BEGIN Working data
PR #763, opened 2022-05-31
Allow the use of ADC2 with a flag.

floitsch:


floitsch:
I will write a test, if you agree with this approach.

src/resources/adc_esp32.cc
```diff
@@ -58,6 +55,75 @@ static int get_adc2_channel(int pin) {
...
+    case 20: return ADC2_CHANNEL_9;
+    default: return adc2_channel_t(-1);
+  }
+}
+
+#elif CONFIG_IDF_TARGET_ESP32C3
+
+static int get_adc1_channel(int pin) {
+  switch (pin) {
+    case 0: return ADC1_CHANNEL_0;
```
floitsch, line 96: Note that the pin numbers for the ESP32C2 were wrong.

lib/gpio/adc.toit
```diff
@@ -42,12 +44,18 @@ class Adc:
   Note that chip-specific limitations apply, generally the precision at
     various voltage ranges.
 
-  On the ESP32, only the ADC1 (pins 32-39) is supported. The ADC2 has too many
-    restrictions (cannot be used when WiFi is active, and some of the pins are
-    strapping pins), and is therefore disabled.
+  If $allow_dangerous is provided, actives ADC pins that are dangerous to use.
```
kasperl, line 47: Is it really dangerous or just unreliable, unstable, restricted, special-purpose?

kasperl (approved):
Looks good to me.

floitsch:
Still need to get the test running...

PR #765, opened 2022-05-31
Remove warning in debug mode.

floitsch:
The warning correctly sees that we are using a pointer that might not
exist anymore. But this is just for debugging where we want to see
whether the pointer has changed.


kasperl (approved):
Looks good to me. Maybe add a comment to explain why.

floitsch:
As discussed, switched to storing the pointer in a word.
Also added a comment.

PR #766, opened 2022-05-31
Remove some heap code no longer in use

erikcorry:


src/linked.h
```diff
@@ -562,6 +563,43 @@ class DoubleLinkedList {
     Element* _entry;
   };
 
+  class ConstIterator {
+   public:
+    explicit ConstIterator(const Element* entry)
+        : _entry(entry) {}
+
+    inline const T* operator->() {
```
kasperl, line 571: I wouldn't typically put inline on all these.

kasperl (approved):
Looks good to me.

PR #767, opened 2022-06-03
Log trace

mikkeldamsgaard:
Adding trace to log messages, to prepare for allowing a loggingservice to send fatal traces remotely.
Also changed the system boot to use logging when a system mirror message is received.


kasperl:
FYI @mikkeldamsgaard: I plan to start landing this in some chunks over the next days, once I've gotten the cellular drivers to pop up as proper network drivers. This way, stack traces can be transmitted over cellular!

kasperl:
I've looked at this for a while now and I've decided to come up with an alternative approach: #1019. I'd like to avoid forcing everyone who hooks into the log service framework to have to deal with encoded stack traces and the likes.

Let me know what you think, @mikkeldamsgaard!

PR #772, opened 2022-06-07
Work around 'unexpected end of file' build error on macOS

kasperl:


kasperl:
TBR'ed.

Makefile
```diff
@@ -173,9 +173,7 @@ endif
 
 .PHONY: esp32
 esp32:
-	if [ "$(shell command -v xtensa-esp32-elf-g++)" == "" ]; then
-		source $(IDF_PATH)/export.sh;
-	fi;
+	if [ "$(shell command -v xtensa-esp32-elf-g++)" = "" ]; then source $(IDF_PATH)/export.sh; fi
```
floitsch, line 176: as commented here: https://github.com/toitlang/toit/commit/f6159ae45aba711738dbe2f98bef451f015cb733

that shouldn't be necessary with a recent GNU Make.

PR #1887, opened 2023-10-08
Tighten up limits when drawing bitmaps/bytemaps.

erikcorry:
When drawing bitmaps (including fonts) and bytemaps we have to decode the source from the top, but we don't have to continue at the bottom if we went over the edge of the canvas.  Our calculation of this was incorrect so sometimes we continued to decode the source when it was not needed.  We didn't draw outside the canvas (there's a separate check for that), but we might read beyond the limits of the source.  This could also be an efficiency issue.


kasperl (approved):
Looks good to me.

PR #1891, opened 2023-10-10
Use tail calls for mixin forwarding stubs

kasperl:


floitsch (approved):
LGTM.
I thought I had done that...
END Working data
BEGIN Working data
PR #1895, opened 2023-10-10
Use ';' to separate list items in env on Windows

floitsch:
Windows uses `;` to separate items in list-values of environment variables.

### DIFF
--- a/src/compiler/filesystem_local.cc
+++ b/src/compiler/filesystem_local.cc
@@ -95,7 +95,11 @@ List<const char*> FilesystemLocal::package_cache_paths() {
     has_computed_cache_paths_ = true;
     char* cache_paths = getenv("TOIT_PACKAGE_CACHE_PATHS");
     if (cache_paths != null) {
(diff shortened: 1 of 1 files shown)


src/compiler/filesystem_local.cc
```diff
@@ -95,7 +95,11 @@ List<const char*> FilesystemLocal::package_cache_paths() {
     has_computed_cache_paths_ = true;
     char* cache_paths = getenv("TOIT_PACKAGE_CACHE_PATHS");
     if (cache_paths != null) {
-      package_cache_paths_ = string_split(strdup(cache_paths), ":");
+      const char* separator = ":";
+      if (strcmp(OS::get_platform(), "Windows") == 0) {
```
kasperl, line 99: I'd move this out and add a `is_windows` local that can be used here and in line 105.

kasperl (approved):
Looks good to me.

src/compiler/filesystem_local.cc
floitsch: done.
END Working data
BEGIN Working data
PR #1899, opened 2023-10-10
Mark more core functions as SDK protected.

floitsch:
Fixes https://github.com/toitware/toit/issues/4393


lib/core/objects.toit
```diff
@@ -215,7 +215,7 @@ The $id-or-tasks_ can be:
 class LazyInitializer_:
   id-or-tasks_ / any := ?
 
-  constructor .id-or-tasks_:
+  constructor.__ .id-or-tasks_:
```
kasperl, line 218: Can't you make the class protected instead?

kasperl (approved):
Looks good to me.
END Working data
To do
Take the lines above from the one containing "Remove some heap code no longer in use" to the one containing "kasperl, line 571: I" and retype them exactly, both ends included, with nothing added.

Task solution
Remove some heap code no longer in use

erikcorry:


src/linked.h
```diff
@@ -562,6 +563,43 @@ class DoubleLinkedList {
     Element* _entry;
   };
 
+  class ConstIterator {
+   public:
+    explicit ConstIterator(const Element* entry)
+        : _entry(entry) {}
+
+    inline const T* operator->() {
```
kasperl, line 571: I wouldn't typically put inline on all these.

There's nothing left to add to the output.